• RECORDS PROVIDED:

PR #3755, opened 2020-03-16
Do cache NXDOMAIN responses that don't have SOA set

ugodiggi:

I have observed on EKS (AWS hosted Kubernetes) that the AWS DNS returns NXDOMAIN responses that do not include an SOA. Without this change, it is impossible to cache those responses even for DefaultMinTTL, as seen as `Type`=`OtherError`.

This PR does:
* Add a new Type: NonAuthNameError for recognizing NXDOMAIN responses
  that don't have SOA set
* Treat NonAuthNameError as a Denial for logging
* Do apply the default minTTL to NonAuthNameError responses, i.e. the
  denial MINTTL or the DefaultMinTTL.

NXDOMAIN responses that include some Answer are still `Typify`-ed as `OtherError` in order to respect existing tests.

See slack thread: https://cloud-native.slack.com/archives/C4DF7FP71/p1584282386084400

I don't think any is needed.

Some DNS responses that were not being cached are now cached, up to DefaultMinTTL or the denial MINTTL. Personally I don't see it as a backward incompatible change but maybe it is a notable change in behavior.

### DIFF
--- a/plugin/pkg/response/typify.go
+++ b/plugin/pkg/response/typify.go
@@ -15,6 +15,8 @@ const (
 	NoError Type = iota
 	// NameError is a NXDOMAIN in header, SOA in auth.
 	NameError
+	// NonAuthNameError is a NXDOMAIN in header, no SOA in auth.
+	NonAuthNameError
 	// ServerError is a set of errors we want to cache, for now it contains SERVFAIL and NOTIMPL.
 	ServerError
 	// NoData indicates name found, but not the type: NOERROR in header, SOA in auth.
@@ -30,14 +32,15 @@ const (
 )
 
 var toString = map[Type]string{
-	NoError:     "NOERROR",
-	NameError:   "NXDOMAIN",
-	ServerError: "SERVERERROR",
-	NoData:      "NODATA",
-	Delegation:  "DELEGATION",
-	Meta:        "META",
-	Update:      "UPDATE",
-	OtherError:  "OTHERERROR",
+	NoError:          "NOERROR",
+	NameError:        "NXDOMAIN",
+	NonAuthNameError: "NXDOMAINNOSOA",
+	ServerError:      "SERVERERROR",
+	NoData:           "NODATA",
+	Delegation:       "DELEGATION",
+	Meta:             "META",
+	Update:           "UPDATE",
+	OtherError:       "OTHERERROR",
 }
 
 func (t Type) String() string { return toString[t] }
@@ -105,8 +108,16 @@ func Typify(m *dns.Msg, t time.Time) (Type, *dns.OPT) {
 	if soa && m.Rcode == dns.RcodeSuccess {
 		return NoData, opt
 	}
-	if soa && m.Rcode == dns.RcodeNameError {
-		return NameError, opt
+	if m.Rcode == dns.RcodeNameError {
+		if soa {
+			return NameError, opt
+		} else if len(m.Answer) == 0 {
+			return NonAuthNameError, opt
+		} else {
+			// This is an NXDOMAIN response that includes a non-empty Answer.
+			// It's self-contradicting and we are not going to cache it.
+			return OtherError, opt
+		}
 	}
 
 	if m.Rcode == dns.RcodeServerFailure || m.Rcode == dns.RcodeNotImplemented {
--- a/plugin/cache/cache.go
+++ b/plugin/cache/cache.go
@@ -163,7 +163,7 @@ func (w *ResponseWriter) WriteMsg(res *dns.Msg) error {
 
 	msgTTL := dnsutil.MinimalTTL(res, mt)
 	var duration time.Duration
-	if mt == response.NameError || mt == response.NoData {
+	if mt == response.NameError || mt == response.NonAuthNameError || mt == response.NoData {
 		duration = computeTTL(msgTTL, w.minnttl, w.nttl)
 	} else if mt == response.ServerError {
 		// use default ttl which is 5s
@@ -211,7 +211,7 @@ func (w *ResponseWriter) set(m *dns.Msg, key uint64, mt response.Type, duration 
 		i := newItem(m, w.now(), duration)
 		w.pcache.Add(key, i)
 
-	case response.NameError, response.NoData, response.ServerError:
+	case response.NameError, response.NonAuthNameError, response.NoData, response.ServerError:
 		i := newItem(m, w.now(), duration)
 		w.ncache.Add(key, i)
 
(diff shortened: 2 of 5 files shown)


miekg:
See https://tools.ietf.org/html/rfc2308#section-2.1 are CNAMEs involved? If not, than AWS not following the spec and we should not bend over backwards to enable this.

ugodiggi:
> See https://tools.ietf.org/html/rfc2308#section-2.1 are CNAMEs involved? If not, than AWS not following the spec and we should not bend over backwards to enable this.

Thank you for your answer @miekg .

This is what I observe with dig:
```
dig @172.28.0.2 google.com.ec2.internal.

; <<>> DiG 9.10.3-P4-Ubuntu <<>> @172.28.0.2 google.com.ec2.internal.
; (1 server found)
;; global options: +cmd
;; Got answer:
;; ->>HEADER<<- opcode: QUERY, status: NXDOMAIN, id: 48662
;; flags: qr rd ra; QUERY: 1, ANSWER: 0, AUTHORITY: 0, ADDITIONAL: 0

;; QUESTION SECTION:
;google.com.ec2.internal.	IN	A

;; Query time: 0 msec
;; SERVER: 172.28.0.2#53(172.28.0.2)
;; WHEN: Sun Mar 15 14:58:16 UTC 2020
;; MSG SIZE  rcvd: 41
```
I am engaging with AWS to figure out why their behavior is non-standard.

I tried to rad through the RFC, and I do see very explicit language in  https://tools.ietf.org/html/rfc2308#section-5:
```
   Negative responses without SOA records SHOULD NOT be cached as there
   is no way to prevent the negative responses looping forever between a
   pair of servers even with a short TTL.

   Despite the DNS forming a tree of servers, with various mis-
   configurations it is possible to form a loop in the query graph, e.g.
   two servers listing each other as forwarders, various lame server
   configurations.  Without a TTL count down a cache negative response
   when received by the next server would have its TTL reset.  This
   negative indication could then live forever circulating between the
   servers involved.
```
The part that is confusing to me is that in Kubernetes we are trying to use CoreDNS as the top level DNS server, see i.e. the efforts in creating the [nodelocaldns](https://github.com/kubernetes/kubernetes/tree/master/cluster/addons/dns/nodelocaldns) addon. In that case, the issue mentioned in the RFC (a query graph loop) does not seem relevant.

Would you be open in making this behavior conditional to some explicit configuration in the cache plugin?

ugodiggi:
Also, for comparison, `dnsmasq` seems to [provide this option](http://www.thekelleys.org.uk/dnsmasq/docs/dnsmasq-man.html):
```
--neg-ttl=<time>
Negative replies from upstream servers normally contain time-to-live information in SOA records which dnsmasq uses for caching. If the replies from upstream servers omit this information, dnsmasq does not cache the reply. This option gives a default value for time-to-live (in seconds) which dnsmasq uses to cache negative replies even in the absence of an SOA record.
```

plugin/pkg/response/typify.go
```diff
@@ -105,8 +108,16 @@ func Typify(m *dns.Msg, t time.Time) (Type, *dns.OPT) {
...
+	if m.Rcode == dns.RcodeNameError {
+		if soa {
+			return NameError, opt
+		} else if len(m.Answer) == 0 {
+			return NonAuthNameError, opt
+		} else {
+			// This is an NXDOMAIN response that includes a non-empty Answer.
+			// It's self-contradicting and we are not going to cache it.
+			return OtherError, opt
+		}
```
chestermjr, line 120:
```suggestion
	if m.Rcode == dns.RcodeNameError {
		if soa {
			return NameError, opt
		}
		if len(m.Answer) == 0 {
			return NonAuthNameError, opt
		}
		// This is an NXDOMAIN response that includes a non-empty Answer.
		// It's self-contradicting and we are not going to cache it.
		return OtherError, opt
	}
```

miekg:
DNS is a broken protocol mostly because of these work arounds, this needs to be fixed at the source not by complicating our code because upstream is doing the wrong thing.
Also: will you be on the hook for removing this work around once it's not needed? When will that be? How can we track? 

So NACK.

chrisohaver:
Another angle to remedying the issue could be to extend the _rewrite_ plugin to enable conditionally adding records to a response. In theory this would be more generally utilitarian,  but in reality, I cant immediately think of any meaningful use case other than this one.

Quentin-M:
We are also facing this right now. We are currently hammering AWS DNS servers because we are not able to negative-cache those.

• WHAT IS EXPECTED: Copy out every record above once more, precisely as written.

• TASK SOLUTION:
PR #3755, opened 2020-03-16
Do cache NXDOMAIN responses that don't have SOA set

ugodiggi:

I have observed on EKS (AWS hosted Kubernetes) that the AWS DNS returns NXDOMAIN responses that do not include an SOA. Without this change, it is impossible to cache those responses even for DefaultMinTTL, as seen as `Type`=`OtherError`.

This PR does:
* Add a new Type: NonAuthNameError for recognizing NXDOMAIN responses
  that don't have SOA set
* Treat NonAuthNameError as a Denial for logging
* Do apply the default minTTL to NonAuthNameError responses, i.e. the
  denial MINTTL or the DefaultMinTTL.

NXDOMAIN responses that include some Answer are still `Typify`-ed as `OtherError` in order to respect existing tests.

See slack thread: https://cloud-native.slack.com/archives/C4DF7FP71/p1584282386084400

I don't think any is needed.

Some DNS responses that were not being cached are now cached, up to DefaultMinTTL or the denial MINTTL. Personally I don't see it as a backward incompatible change but maybe it is a notable change in behavior.

### DIFF
--- a/plugin/pkg/response/typify.go
+++ b/plugin/pkg/response/typify.go
@@ -15,6 +15,8 @@ const (
 	NoError Type = iota
 	// NameError is a NXDOMAIN in header, SOA in auth.
 	NameError
+	// NonAuthNameError is a NXDOMAIN in header, no SOA in auth.
+	NonAuthNameError
 	// ServerError is a set of errors we want to cache, for now it contains SERVFAIL and NOTIMPL.
 	ServerError
 	// NoData indicates name found, but not the type: NOERROR in header, SOA in auth.
@@ -30,14 +32,15 @@ const (
 )
 
 var toString = map[Type]string{
-	NoError:     "NOERROR",
-	NameError:   "NXDOMAIN",
-	ServerError: "SERVERERROR",
-	NoData:      "NODATA",
-	Delegation:  "DELEGATION",
-	Meta:        "META",
-	Update:      "UPDATE",
-	OtherError:  "OTHERERROR",
+	NoError:          "NOERROR",
+	NameError:        "NXDOMAIN",
+	NonAuthNameError: "NXDOMAINNOSOA",
+	ServerError:      "SERVERERROR",
+	NoData:           "NODATA",
+	Delegation:       "DELEGATION",
+	Meta:             "META",
+	Update:           "UPDATE",
+	OtherError:       "OTHERERROR",
 }
 
 func (t Type) String() string { return toString[t] }
@@ -105,8 +108,16 @@ func Typify(m *dns.Msg, t time.Time) (Type, *dns.OPT) {
 	if soa && m.Rcode == dns.RcodeSuccess {
 		return NoData, opt
 	}
-	if soa && m.Rcode == dns.RcodeNameError {
-		return NameError, opt
+	if m.Rcode == dns.RcodeNameError {
+		if soa {
+			return NameError, opt
+		} else if len(m.Answer) == 0 {
+			return NonAuthNameError, opt
+		} else {
+			// This is an NXDOMAIN response that includes a non-empty Answer.
+			// It's self-contradicting and we are not going to cache it.
+			return OtherError, opt
+		}
 	}
 
 	if m.Rcode == dns.RcodeServerFailure || m.Rcode == dns.RcodeNotImplemented {
--- a/plugin/cache/cache.go
+++ b/plugin/cache/cache.go
@@ -163,7 +163,7 @@ func (w *ResponseWriter) WriteMsg(res *dns.Msg) error {
 
 	msgTTL := dnsutil.MinimalTTL(res, mt)
 	var duration time.Duration
-	if mt == response.NameError || mt == response.NoData {
+	if mt == response.NameError || mt == response.NonAuthNameError || mt == response.NoData {
 		duration = computeTTL(msgTTL, w.minnttl, w.nttl)
 	} else if mt == response.ServerError {
 		// use default ttl which is 5s
@@ -211,7 +211,7 @@ func (w *ResponseWriter) set(m *dns.Msg, key uint64, mt response.Type, duration 
 		i := newItem(m, w.now(), duration)
 		w.pcache.Add(key, i)
 
-	case response.NameError, response.NoData, response.ServerError:
+	case response.NameError, response.NonAuthNameError, response.NoData, response.ServerError:
 		i := newItem(m, w.now(), duration)
 		w.ncache.Add(key, i)
 
(diff shortened: 2 of 5 files shown)


miekg:
See https://tools.ietf.org/html/rfc2308#section-2.1 are CNAMEs involved? If not, than AWS not following the spec and we should not bend over backwards to enable this.

ugodiggi:
> See https://tools.ietf.org/html/rfc2308#section-2.1 are CNAMEs involved? If not, than AWS not following the spec and we should not bend over backwards to enable this.

Thank you for your answer @miekg .

This is what I observe with dig:
```
dig @172.28.0.2 google.com.ec2.internal.

; <<>> DiG 9.10.3-P4-Ubuntu <<>> @172.28.0.2 google.com.ec2.internal.
; (1 server found)
;; global options: +cmd
;; Got answer:
;; ->>HEADER<<- opcode: QUERY, status: NXDOMAIN, id: 48662
;; flags: qr rd ra; QUERY: 1, ANSWER: 0, AUTHORITY: 0, ADDITIONAL: 0

;; QUESTION SECTION:
;google.com.ec2.internal.	IN	A

;; Query time: 0 msec
;; SERVER: 172.28.0.2#53(172.28.0.2)
;; WHEN: Sun Mar 15 14:58:16 UTC 2020
;; MSG SIZE  rcvd: 41
```
I am engaging with AWS to figure out why their behavior is non-standard.

I tried to rad through the RFC, and I do see very explicit language in  https://tools.ietf.org/html/rfc2308#section-5:
```
   Negative responses without SOA records SHOULD NOT be cached as there
   is no way to prevent the negative responses looping forever between a
   pair of servers even with a short TTL.

   Despite the DNS forming a tree of servers, with various mis-
   configurations it is possible to form a loop in the query graph, e.g.
   two servers listing each other as forwarders, various lame server
   configurations.  Without a TTL count down a cache negative response
   when received by the next server would have its TTL reset.  This
   negative indication could then live forever circulating between the
   servers involved.
```
The part that is confusing to me is that in Kubernetes we are trying to use CoreDNS as the top level DNS server, see i.e. the efforts in creating the [nodelocaldns](https://github.com/kubernetes/kubernetes/tree/master/cluster/addons/dns/nodelocaldns) addon. In that case, the issue mentioned in the RFC (a query graph loop) does not seem relevant.

Would you be open in making this behavior conditional to some explicit configuration in the cache plugin?

ugodiggi:
Also, for comparison, `dnsmasq` seems to [provide this option](http://www.thekelleys.org.uk/dnsmasq/docs/dnsmasq-man.html):
```
--neg-ttl=<time>
Negative replies from upstream servers normally contain time-to-live information in SOA records which dnsmasq uses for caching. If the replies from upstream servers omit this information, dnsmasq does not cache the reply. This option gives a default value for time-to-live (in seconds) which dnsmasq uses to cache negative replies even in the absence of an SOA record.
```

plugin/pkg/response/typify.go
```diff
@@ -105,8 +108,16 @@ func Typify(m *dns.Msg, t time.Time) (Type, *dns.OPT) {
...
+	if m.Rcode == dns.RcodeNameError {
+		if soa {
+			return NameError, opt
+		} else if len(m.Answer) == 0 {
+			return NonAuthNameError, opt
+		} else {
+			// This is an NXDOMAIN response that includes a non-empty Answer.
+			// It's self-contradicting and we are not going to cache it.
+			return OtherError, opt
+		}
```
chestermjr, line 120:
```suggestion
	if m.Rcode == dns.RcodeNameError {
		if soa {
			return NameError, opt
		}
		if len(m.Answer) == 0 {
			return NonAuthNameError, opt
		}
		// This is an NXDOMAIN response that includes a non-empty Answer.
		// It's self-contradicting and we are not going to cache it.
		return OtherError, opt
	}
```

miekg:
DNS is a broken protocol mostly because of these work arounds, this needs to be fixed at the source not by complicating our code because upstream is doing the wrong thing.
Also: will you be on the hook for removing this work around once it's not needed? When will that be? How can we track? 

So NACK.

chrisohaver:
Another angle to remedying the issue could be to extend the _rewrite_ plugin to enable conditionally adding records to a response. In theory this would be more generally utilitarian,  but in reality, I cant immediately think of any meaningful use case other than this one.

Quentin-M:
We are also facing this right now. We are currently hammering AWS DNS servers because we are not able to negative-cache those.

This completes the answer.